While the model is generally well-constructed, I recommend the following improvements:

  1. Add cellular component annotation for MTRR and MTR: Both activities should have "occurs_in" relationships with the cytosol (GO:0005829) as they are cytosolic proteins.

  2. Clarify input/output relationships: Add explicit "has_input" and "has_output" annotations for MMACHC to show what form of cobalamin it processes.

  3. Complete molecular details: Consider adding the "has_input" relationship for MMADHC that would show it receives cobalamin from MMACHC.

  4. Add homocysteine and methionine molecules: The model would benefit from including homocysteine as input and methionine as output for the MTR activity to complete the biochemical context.

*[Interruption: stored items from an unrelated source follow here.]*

PR #1166, opened 2026-08-19
fix(midnight-js): serialize LevelDB access in private state provider

### LINKED ISSUE #1144: [level-private-state-provider@5.0.0-beta.6] concurrent contract calls sharing one provider crash with 'Database failed to open'
**Environment:** `@midnight-ntwrk/midnight-js` 5.0.0-beta.6 (`level-private-state-provider`), node 2.0.0-rc.4 / indexer 4.4.0-pre-alpha.16 / proof-server 9.0.0-rc.5_experimental (local stack), Node 22, Ubuntu. Hit while battle-testing concurrent contract calls in a bridge orchestrator prototype (sig-net erc20-vault fork).

## What we hit

Firing two contract circuit calls CONCURRENTLY from one wallet — one shared providers object, hence one `levelPrivateStateProvider` instance — fails the second call inside the private-state LevelDB open:

```
Error: Unexpected error executing scoped transaction '<unnamed>':
Error: Database failed to open
```

The first call proceeds normally. Reproduced deterministically on two separate attempts (`Promise.allSettled` over two calls to the same contract via `findDeployedContract` handles sharing providers). Retrying the failed call sequentially succeeds every time.

## Expected vs actual

Expected: either concurrent calls per provider instance are supported (internal serialisation of the LevelDB access), or the provider documents that call-level concurrency is unsupported so integrators serialise deliberately. Actual: an internal LevelDB error surfaces mid-transaction with no hint that concurrency was the cause — the first diagnosis costs a debugging session, because the error points at the database rather than at the calling pattern.

## Impact

Friction / docs-gap. Any orchestrator or backend multiplexing users over shared provider instances will hit this on its first concurrent load. (For our own state machine it became a requirement: serialise ALL circuit calls per wallet.)

## Suggested fix

Either an internal mutex around the scoped-transaction private-state access, or a documented "one in-flight call per provider instance" contract plus a clear error message naming the concurrent-access cause.

sp-io:
## Summary

- Fixes #1144 — concurrent operations on one `levelPrivateStateProvider` instance failed with `Error: Database failed to open`. Two concurrent contract circuit calls sharing one providers object overlap with near certainty, so this hit any orchestrator on its first concurrent load.
- **Root cause:** `withSubLevel` creates a fresh `Level` instance per operation and does `open() → operate → close()`. All 11 provider operations funnel through it. On the Node.js path `classic-level` holds the database directory exclusively, so a second `open()` — or an `open()` racing another operation's `close()` — rejects. The package already guarded salt initialization and password rotation this way, but never general operation-level concurrency.
- **Fix:** queue database operations per database name (`withDbLock`), so overlapping callers are serialized instead of colliding. Serializing costs no throughput: each operation already held the database exclusively — today the overlap does not run in parallel, it crashes.
- The queue is module-level because the resource it guards is process-wide. A per-provider queue could not see a second provider opening the same database. Entries are removed once a queue drains, so the map holds at most one entry per database in use.
- `migrateSublevel`, which opens a `Level` directly, goes through the same queue and the same open helper.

  5. Consider using a complex representation: Since MMACHC and MMADHC are known to form a functional complex, as per the document "How to annotate complexes in GO-CAM", this interaction could be represented.

  6. Add additional evidence: Some of the causal associations lack evidence annotations. Adding evidence for these relationships would strengthen the model.

Conclusion

The GO-CAM model "cobalamin metabolic process 3, methylation of cobalamin (Mouse)" (gomodel:613aae0000000500) is a well-constructed representation of vitamin B12 metabolism. It accurately captures the key activities and relationships in the methylcobalamin pathway and uses appropriate ontology terms and evidence codes.

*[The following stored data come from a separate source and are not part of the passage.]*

PR #1168, opened 2026-08-19
feat(midnight-js): add ledger-8 circuit execution and keep-state wrap behind the loadLedger8Engine facade

sp-io:
# Overview

**PR 1004-E1 of the MJS-01 series (#1004)** — circuit execution on the retained 0.16 stack, the keep-state v9 wrap, and the engine's public facade. Second of three PRs carved out of the original 1004-E (the three originally summed to a byte-identical tree with the fully reviewed original; review follow-up `f002525a` since amends the facade to pass `Ledger8InstanceMismatchError` through unwrapped instead of re-wrapping it as `Ledger8RuntimeMissingError`).

## Summary

- **Public facade — the engine's ONLY surface (owner-approved design):** `loadLedger8Engine(): Promise<Ledger8Engine>` (`src/lib/engine/load-engine.ts`), exported from the root barrel. Lazy end-to-end: engine internals and the retained-era WASM load via dynamic imports only — the root bundle keeps zero static WASM linkage (dist-laziness gate extended and asserting it). Construction acquires the 0.16 glue and onchain-runtime-v3, runs the single-axis instance guard once, memoizes with memo-clear-on-failure; v8-ledger acquisition joins construction with the composition legs in 1004-E2. Methods in THIS PR: `extractState`, `downConvertForExecution`, `executeCircuit`, `wrapKeepStateCall` (all options-object based). The composition legs (`composeCallTx`, `composeDeployTx`, `executeConstructor`) land in 1004-E2 (#1165).
- **Circuit execution** (`src/lib/engine/execute.ts`): raw `createCircuitContext` sequence (no compact-js), transcript POJO; tested against the executable `counter-016` fixture and its golden transcript, which has since landed on this PR's base in #1186.
- **Keep-state v9 wrap** (`src/lib/engine/wrap-v9.ts`): resolves the circuit's REAL registered operation from the migrated v9 `ContractState` (a blank `ContractOperation` is rejected by this repo's own composition guard — caught in review); missing operation → `Ledger8ComposeFailedError`. End-to-end tested with a real non-empty transcript crossing ocrt3 → v9 `partitionTranscripts`. A review follow-up extracted the shared assembly into `assembleCallPrototype` (`src/lib/engine/assemble-call.ts`, a structural `CallAssemblyLedger` interface both ledger modules satisfy with inferred type parameters); `wrapKeepStateCall` is now a thin binding of it to ledger-v9.
- **Errors:** new registry code `MIDNIGHT_JS_P_LEDGER8_COMPOSE_FAILED` + `Ledger8ComposeFailedError` with public `stage` discriminant (`'wrap-call' | 'call-operation' | 'deploy-verifier-key'` — the last two are exercised by 1004-E2); the `utils` cross-repo code-union test synced.
- **Deps:** `compact-runtime-ledger8` (`npm:@midnight-ntwrk/compact-runtime@0.16.0`) as a protocol dependency — verified to resolve to real 0.16.0 despite root `resolutions` pinning the ident to 0.18.0-rc.1.
- **Gates:** ESLint ACL + dist-laziness extended for the glue alias, ocrt3 and the `./engine` subpath (canary-tested); per-glob 100% coverage entries.

## Series

Merge order: #1155 → #1156 → #1164 → **this** → #1165 (E2) → #1194 → #1198.

The fixture layer that was `1004-E0` is no longer pending in front of this PR: #1184 landed the hard-fork fixtures on `main` and #1186 landed the 0.16 counter fixture and its golden transcript on `feat/1004-engine-core`, so the two placeholder PRs for them (#1159, #1167) are closed. This branch is merged up to date with its base as of `b824be0a`, which took the base's five-misreporting-seams fix and its docblock correction.

## Test plan
- [x] TDD in the original development (RED/GREEN evidence per task, incl. mutation-grade operation-resolution assertion)
- [x] At this PR boundary, re-run after the `b824be0a` base sync: protocol 298/298 at 100/100/100/100 coverage, nothing skipped; utils 235/235 green; `yarn build`, `yarn lint`, `yarn typecheck:tests` all green (dist-laziness and the two `dist/` suites run inside the protocol suite)

## Submission Checklist
- [x] Self-reviewed the diff
- [ ] Reviewer requested
- [x] Update README.md file (if relevant) — n/a
- [x] No new todos introduced

## Links
- Part of #1004 (MJS-01). Base: #1164. Fixtures this suite executes against: #1184, #1186 (both merged).

## Follow-up: engine errors gated against the built bundles (`2bdf3371`)

Review found that the class-based error discrimination this PR relies on did not
survive the build. The engine is its own rollup entry, so everything it throws
crosses a bundle boundary before a caller sees it — and with the error module
inlined per bundle (fixed in #1155), the classes on either side of that boundary
were different objects. Consequences on the built artifact, both reproduced:

- An error raised inside the chunk was not `instanceof` the root package's class,
  so any consumer `catch (e) { if (e instanceof Ledger8ComposeFailedError) … }`
  fell through to generic handling.
- The facade's own pass-through — `f002525a`, added in this PR's review — was
  ineffective in `dist`: with a **real** duplicate install of
  `onchain-runtime-v3`, the guard fired correctly but the caller received
  `Ledger8RuntimeMissingError` / `MIDNIGHT_JS_P_LEDGER8_RUNTIME_MISSING` with
  `axis` lost, and the remediation text told them to reinstall rather than dedupe.
  The real diagnosis sat one level down in `.cause`.

Every existing engine suite resolves `src/` once, which makes that boundary
invisible — `engine-load-engine-chunk-failure.test.ts` asserts "does not
double-wrap" and passes while the built artifact double-wraps.

`dist-engine-errors.test.ts` therefore drives the BUILT package through its own
exports map: the facade resolves and binds the retained era, an error raised
inside the chunk stays discriminable by class *and* by code from the root, and
neither engine bundle declares its own error classes. Verified failing first —
against the pre-fix build it reported `expected Ledger8ComposeFailedError … to be
an instance of Ledger8ComposeFailedError`. `Ledger8ComposeFailedError` also joins
the code-based recognition rows.

After the fix, on the built artifact: the broken-`./v8` path surfaces a single
unwrapped `Ledger8RuntimeMissingError`, and a real dual install surfaces
`Ledger8InstanceMismatchError` with its code, its `axis` and the `yarn why`
remediation intact. Protocol suite: 187/187 at 100/100/100/100.

## Follow-up: review fixes to the call assembly and the engine guards (`824617df`)

A full review pass over this leg found four functional defects the suite passed
over, plus guards that read as protective without being so. All fixed here;
`feat/1004-engine-legs` (#1165) has taken the merge and inherits them.

**Key location.** `assembleCallPrototype` passed the bare circuit id as the call
prototype's `keyLocation`. Everywhere else in this repo that slot carries the
canonical, contract-qualified form built by `encodeContractKeyLocation` with the
hash of the deployed verifier key — `packages/contracts/src/utils/ledger-utils.ts:142` says why: *"circuit
names alone are ambiguous across contracts"*. A keep-state call therefore
assembled into an `Intent` (all this suite asserted) but `parseContractKeyLocation`
rejects a bare id, so `ZKConfigRegistry.resolveKeyLocation()` could not resolve
it and the DApp-connector path threw. The v8-native leg shares this function and
inherits the fix.

**Verifier key.** The only guard was on a missing operation, though `wrap-v9.ts`
promised a call would never be composed against *"a blank, unverifiable
operation"* — a state carrying a blank `ContractOperation` passed straight
through. (`engine-wrap-v9-partition-failure.test.ts` was itself registering one.)
Ports the guard #1165 already carries, on stage `'call-verifier-key'`, so the two
branches converge rather than conflict. It is also what the key location hashes.

**Zswap.** The real 0.16 `CircuitContext` tracks `currentZswapLocalState`;
`Ledger8CircuitContext` declared neither it nor a way to return it, so a circuit
moving coins had its inputs and outputs dropped silently and composed into an
unbalanced transaction, rejected on submission with nothing in the engine having
reported a problem. Such a call is now refused at execution with
`Ledger8ZswapUnsupportedError`. Full plumb-through is an engine API change and
belongs in its own issue.

**Load diagnostics.** `Ledger8RuntimeMissingError` hardcoded the `/v8` subpath,
so every engine-chunk failure told the operator to investigate an entry point
that had loaded fine, with the real cause only visible under `.cause`. Verified
against the built package: a missing `compact-runtime-ledger8` reported the v8
text. The subpath is now a constructor argument and a public discriminant.

**Prototype-chain lookups.** `impureCircuits` and `ENVELOPE_DECODERS` are plain
object literals, so a bare index resolved `Object.prototype` members: a circuit
named `toString` dispatched into it and failed as an unrelated `TypeError`, and
`extractState(raw, 'toString')` returned the string `'[object Undefined]'` typed
as `EncodedStateValue`, with no throw at all. Both now look up own properties,
and the circuit guard names the circuits the contract does carry.

Also: `Ledger8ComposeFailedError` builds its message from a total `Record`
instead of an if-chain that silently reached the `wrap-call` text for an
unhandled stage; its messages no longer name `composeV8CallTx` /
`composeV8DeployTx`, which this package does not export; the engine option and
result types are re-exported from the root barrel so a consumer holding a
`Ledger8Engine` can name them without a second, gated import; and the stale
`dist/engine.mjs`/`.cjs`, "composition and deploy" and ledger-v8 drift-gate
claims in the TSDoc are corrected.

### Tests

Eight argument-position mutations survived the previous suite, which asserted
only that a prototype was constructed and that `Intent.addCall` accepted it. The
prototype capture now pins all ten constructor arguments, the pre-call state
bridge, the guaranteed/fallible order and fresh commitment randomness per call;
the execute fake pins the address, coin key and injected cost model. Verified by
re-running the mutants against the new suite — the previously surviving
pre/post-state, guaranteed/fallible and address/coinPk mutants are now killed.
The ledger-v8 rows the drift gate was already cited as covering are added, and
they compile.

Three `skipIf` gates on `dist/` artifacts are removed: under vitest the engine
facade resolves to `src/engine.ts` — which is what makes the chunk-failure mock
intercept at all — so those nine tests were skipping for a premise that does not
hold. The two suites that genuinely read `dist/` keep their gate and now fail
rather than skip in CI, matching `dist-error-identity.test.ts`.

Protocol suite: 242/242 at 100/100/100/100, nothing skipped.


VanessaPC (approved):

sp-io:
Synced from #1156 (the no-skip fix for the dist gates). While resolving, the three engine cases this branch added were routed through the same `readDistFile()` helper instead of raw `readFileSync` — otherwise half the suite would keep reading `dist/` without the fail-fast message.

Verified here: 298 passed, 0 skipped, coverage 100%.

The model is biologically accurate, following the known pathway where cobalamin is processed by MMACHC, transported by MMADHC, utilized by methionine synthase (MTR), and regenerated by methionine synthase reductase (MTRR). The circular nature of the pathway is correctly represented through the causal flow of activities.

With the suggested minor improvements, particularly regarding cellular components and molecular inputs/outputs, the model would provide an even more comprehensive representation of this important metabolic pathway.